What We Are Looking For
We are looking for an engineer who has shipped dependable production systems and is hungry to do it at the edge of what current agentic frameworks can do.
Core Qualifications
- →Senior Track Record: 8+ years building and operating production systems, including a stretch where you owned a major system or platform area end-to-end and were the engineer others came to for the hard problems.
- →Production Engineering Chops: You ship Python systems that other engineers want to extend; you write tests that catch real bugs; you have opinions about structure, dependency boundaries, and what belongs in a library versus an application.
- →Hands-On with an Agentic Framework: Depth with at least one — Anthropic tool use, OpenAI Agents SDK, Pydantic AI, LangGraph, AutoGen, or equivalent — including its sharp edges, not just its happy path. We have no preference for which; we strongly prefer that you've been bitten by one.
- →Strong Opinions on Agent Architecture: When to use a single-context agent versus decompose into sub-agents. Where deterministic code beats prompting, and how to tell which before the third refactor. What a tool is, what a skill is, and where the line is.
- →Deployment Pipelines for ML/LLM Systems: Experience designing and operating rollout, gating, observability, on-call posture, and regression detection.
- →Comfort with Reliability Work: The unglamorous work that turns a flaky agent into a dependable one — async Python, structured outputs, retries with sensible idempotency, and the long tail of "why did this run produce a different answer."

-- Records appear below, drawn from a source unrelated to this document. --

PR #226, opened 2019-07-23
Offline source code generation

### LINKED ISSUE #224: Bake codegen files into repo
Need code gen baking here as in VVL/Loader repos as mock_icd.h/cpp and vk_typemap_helper.h are generated from this repo.
This is a corollary issue to [965](https://github.com/KhronosGroup/Vulkan-ValidationLayers/issues/965) in the VVL repo.
Code-gen files should be committed to repo, default build should use those files instead of running codegen, and CI should enforce that codegen files match committed files to prevent hand-editing of codegen.

mikes-lunarg:
Fixes #224 

This should all feel very familiar...

### DIFF
--- a/CMakeLists.txt
+++ b/CMakeLists.txt
@@ -27,7 +27,7 @@ project(Vulkan-Tools)
 
 # find_package(), include() and global project settings --------------------------------------------------------------------------
 
-find_package(PythonInterp 3 REQUIRED)
+find_package(PythonInterp 3 QUIET)
 
 # User-interface declarations ----------------------------------------------------------------------------------------------------
 # This section contains variables that affect development GUIs (e.g. CMake GUI and IDEs), such as option(), folders, and variables
--- a/CMakeLists.txt
+++ b/CMakeLists.txt
@@ -137,6 +137,16 @@ if(CMAKE_COMPILER_IS_GNUCC OR CMAKE_C_COMPILER_ID MATCHES "Clang")
     endif()
 endif()
 
+# Optional codegen target
+if(PYTHONINTERP_FOUND)
+    add_custom_target(VulkanTools_generated_source
+                      COMMAND ${PYTHON_EXECUTABLE} ${PROJECT_SOURCE_DIR}/scripts/generate_source.py
+                              ${VulkanRegistry_DIR} --incremental
+                      )
+else()
+    message("WARNING: VulkanTools_generated_source target requires python 3")
+endif()
+
 if(APPLE)
     include(mac_common.cmake)
 endif()
--- a/CONTRIBUTING.md
+++ b/CONTRIBUTING.md
@@ -66,8 +66,17 @@ That said, please ensure that the repository compiles and passes tests without e
 that to be accepted into the repository, the pull request must [pass all tests](#testing your changes) on all supported platforms
 -- the automatic Github Travis and AppVeyor continuous integration features will assist in enforcing this requirement.
 
+#### Generated Source Code
+
+The `icd/generated` directory contains source code that is created by several
+generator scripts in the `scripts` directory. All changes to these scripts _must_ be submitted with the
+corresponding generated output to keep the repository self-consistent. This requirement is enforced by both
+Travis CI and AppVeyor test configurations. Regenerate source files after modifying any of the generator
+scripts and before building and testing your changes. More details can be found in
+[BUILD.md](https://github.com/KhronosGroup/Vulkan-Tools/blob/master/BUILD.md#generated-source-code).
+
 #### **Testing Your Changes**
-* Run the repository components with the Vulkan Validation Layers before and after each if your commits to check for any regressions.
+* Run the repository components with the Vulkan Validation Layers before and after each of your commits to check for any regressions.
 
   (These instructions are for Linux)
 * In the `cube` directory, run:
--- a/scripts/generate_source.py
+++ b/scripts/generate_source.py
@@ -1,0 +1,109 @@
+#!/usr/bin/env python3
+# Copyright (c) 2019 The Khronos Group Inc.
+# Copyright (c) 2019 Valve Corporation
+# Copyright (c) 2019 LunarG, Inc.
+# Copyright (c) 2019 Google Inc.
+#
+# Licensed under the Apache License, Version 2.0 (the "License");
+# you may not use this file except in compliance with the License.
+# You may obtain a copy of the License at
+#
+#     http://www.apache.org/licenses/LICENSE-2.0
+#
+# Unless required by applicable law or agreed to in writing, software
+# distributed under the License is distributed on an "AS IS" BASIS,
+# WITHOUT WARRANTIES OR CONDITIONS OF ANY KIND, either express or implied.
+# See the License for the specific language governing permissions and
+# limitations under the License.
+#
+# Author: Mike Schuchardt <mikes@lunarg.com>
+
+import argparse
+import filecmp
+import os
+import shutil
+import subprocess
+import sys
+import tempfile
+
+import common_codegen
+
+# files to exclude from --verify check
+verify_exclude = ['.clang-format']
+
+def main(argv):
+    parser = argparse.ArgumentParser(description='Generate source code for this repository')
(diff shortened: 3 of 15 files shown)


CMakeLists.txt
```diff
@@ -137,6 +137,16 @@ if(CMAKE_COMPILER_IS_GNUCC OR CMAKE_C_COMPILER_ID MATCHES "Clang")
...
 endif()
 
+# Optional codegen target
+if(PYTHONINTERP_FOUND)
+    add_custom_target(VulkanTools_generated_source
+                      COMMAND ${PYTHON_EXECUTABLE} ${PROJECT_SOURCE_DIR}/scripts/generate_source.py
+                              ${VulkanRegistry_DIR} --incremental
+                      )
+else()
+    message("WARNING: VulkanTools_generated_source target requires python 3")
```
lunarpapillo: I'm not sure `WARNING` is strong enough.  The `VulkanTools_generated_source` target should fail if Python3 is not available, yes?

CONTRIBUTING.md
```diff
@@ -66,6 +66,15 @@ That said, please ensure that the repository compiles and passes tests without e
...
+
+The `icd/generated` directory contains source code that is created by several
+generator scripts in the `scripts` directory. All changes to these scripts _must_ be submitted with the
+corresponding generated output to keep the repository self-consistent. This requirement is enforced by both
+Travis CI and AppVeyor test configurations. Regenerate source files after modifying any of the generator
+scripts and before building and testing your changes. More details can be found in
+[BUILD.md](https://github.com/KhronosGroup/Vulkan-Tools/blob/master/BUILD.md#generated-source-code).
+
 #### **Testing Your Changes**
 * Run the repository components with the Vulkan Validation Layers before and after each if your commits to check for any regressions.
```
lunarpapillo: Not you, but "each if your commits" => "each of your commits"

This can be deferred until the next change of this file, if we add an issue to track it.

scripts/generate_source.py
```diff
@@ -0,0 +1,111 @@
...
+    else:
+        # generate directly in the repo
+        gen_dir = repo_dir
+
+    # run each code generator
+    for cmd in gen_cmds:
+        print(' '.join(cmd))
+        try:
+            subprocess.check_call([sys.executable] + cmd,
+                                  # ignore generator output, vk_validation_stats.py is especially noisy
```
tobine: Irrelevant comment on vk_validation_stats for this repo

scripts/generate_source.py
```diff
@@ -0,0 +1,111 @@
...
+                                  stdout=subprocess.DEVNULL,
+                                  cwd=gen_dir)
+        except Exception as e:
+            print('ERROR:', str(e))
```
lunarpapillo: If an exception does occur, what's the expected developer response?

I think the developer will have to examine the script, figure out by trial and error which `check_call()` execution failed, look at the output, and then figure out what went wrong and fix it.

It would be easier if the `check_call()` saved its stdout and stderr, and printed the command line, working directory, any interesting environment variables, return code, and stdout and stderr in the case of error.  Then the developer wouldn't have to dissect the script and do experiments to figure out what happened.

scripts/kvt_genvk.py
```diff
@@ -26,15 +26,14 @@ def startTimer(timeit):
...
-    endTime = time.clock()
     if timeit:
         endTime = time.process_time()
         write(msg, endTime - startTime, file=sys.stderr)
         startTime = None
 
 # Turn a list of strings into a regexp string matching exactly those strings
 def makeREstring(list, default = None):
-    if len(list) > 0 or default == None:
+    if len(list) > 0 or default is None:
```
lunarpapillo: mild suggestion: this is slightly more Pythonic:
```
if list or default is None:
```

scripts/generate_source.py
```diff
@@ -0,0 +1,111 @@
...
+# Unless required by applicable law or agreed to in writing, software
+# distributed under the License is distributed on an "AS IS" BASIS,
+# WITHOUT WARRANTIES OR CONDITIONS OF ANY KIND, either express or implied.
+# See the License for the specific language governing permissions and
+# limitations under the License.
+#
+# Author: Mike Schuchardt <mikes@lunarg.com>
+
+import argparse
+import common_codegen
```
lunarpapillo: mild: local imports should be in a separate section, e.g.:
```
import argparse
import filecmp
...
import tempfile

import common_codegen

```

scripts/generate_source.py
mikes-lunarg: I left it in the loader script too, my rationale was to minimize diffs across the repos.  We might even factor the command list into another file so the script can be identical everywhere.

scripts/kvt_genvk.py
mikes-lunarg: This file is forked from the upstream Vulkan-Docs repo https://github.com/KhronosGroup/Vulkan-Docs/blob/7b81afeb9f76ed8b1ca6c2ed9c93d94eee08bfed/scripts/genvk.py#L53

CMakeLists.txt
mikes-lunarg: You just wouldn't get a `VulkanTools_generated_source` target if you don't have Python3.  This is similar to the way LunarG/VulkanTools handles the optional Qt5 dependency for the vkconfig target: https://github.com/LunarG/VulkanTools/blob/8792090d531807522c808663b10043da4a2f502c/vkconfig/CMakeLists.txt#L12

scripts/generate_source.py
mikes-lunarg: I don't think the developer will have to do very much archaeology to find the error location.  The command is printed to stdout before executing, and stderr is unperturbed.  Here's what happens if I put a whoops in mock_icd_generator.py

```
$ make VulkanTools_generated_source   
/home/mike/Projects/Vulkan-Tools/scripts/kvt_genvk.py -registry /home/mike/Projects/Vulkan-Headers/build/install/share/vulkan/registry/vk.xml -quiet vk_typemap_helper.h
/home/mike/Projects/Vulkan-Tools/scripts/kvt_genvk.py -registry /home/mike/Projects/Vulkan-Headers/build/install/share/vulkan/registry/vk.xml -quiet mock_icd.h
Traceback (most recent call last):
  File "/home/mike/Projects/Vulkan-Tools/scripts/kvt_genvk.py", line 356, in <module>
    genTarget(args)
  File "/home/mike/Projects/Vulkan-Tools/scripts/kvt_genvk.py", line 225, in genTarget
    reg.apiGen(options)
  File "/home/mike/Projects/Vulkan-Headers/build/install/share/vulkan/registry/reg.py", line 1061, in apiGen
    self.gen.beginFile(self.genOpts)
  File "/home/mike/Projects/Vulkan-Tools/scripts/mock_icd_generator.py", line 1078, in beginFile
    raise Exception('whoops')
Exception: whoops
ERROR: Command '['/usr/bin/python3', '/home/mike/Projects/Vulkan-Tools/scripts/kvt_genvk.py', '-registry', '/home/mike/Projects/Vulkan-Headers/build/install/share/vulkan/registry/vk.xml', '-quiet', 'mock_icd.h']' returned non-zero exit status 1.
make[3]: *** [CMakeFiles/VulkanTools_generated_source.dir/build.make:57: CMakeFiles/VulkanTools_generated_source] Error 1
make[2]: *** [CMakeFiles/Makefile2:73: CMakeFiles/VulkanTools_generated_source.dir/all] Error 2
make[1]: *** [CMakeFiles/Makefile2:80: CMakeFiles/VulkanTools_generated_source.dir/rule] Error 2
make: *** [Makefile:164: VulkanTools_generated_source] Error 2
```

CONTRIBUTING.md
mikes-lunarg: Will fix while I'm here

scripts/generate_source.py
mikes-lunarg: Good code style suggestion

CONTRIBUTING.md
mikes-lunarg: Also fixed in VVL and VulkanTools

PR #415, opened 2015-05-29
fix chrome display bug

eluberoff:
could only repro when 'f' is the first character in the desmos calculator,
and only in chrome canary. seems like a non-destructive fix.


eluberoff:
bad fix. good fix coming.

- →Pragmatism About Prompts: A hard-won sense of what's prompt-tunable and what isn't. You've earned this opinion at least once.
Preferred Qualifications
- →Built or maintained an LLM evaluation harness in production.
- →Familiarity with retrieval / IR systems and the engineering of large-context pipelines.
- →Distributed-systems background — workflow engines (Temporal / Airflow / Prefect), queues, and observability stacks (OpenTelemetry, Datadog, Honeycomb).
- →Open-source contributions to agentic frameworks, eval tooling, or workflow orchestration.
Why Join Us
- →Architecture-Defining Work: The system you design becomes the substrate for everything we ship downstream.
- →Short Loop: Work directly with the Applied Scientist on instrumentation and with the founders on platform direction. Idea to production is days.
- →Real Ownership: Genuine ownership in a small, technically deep team. Your name will be on the system.
- →Foundational Space: The private knowledge layer will reshape how AI agents operate inside organizations; the engineering problems sit at the edge of what current agentic frameworks can do well.
Pavo is an equal opportunity employer. We celebrate diversity and are committed to creating an inclusive environment for all employees.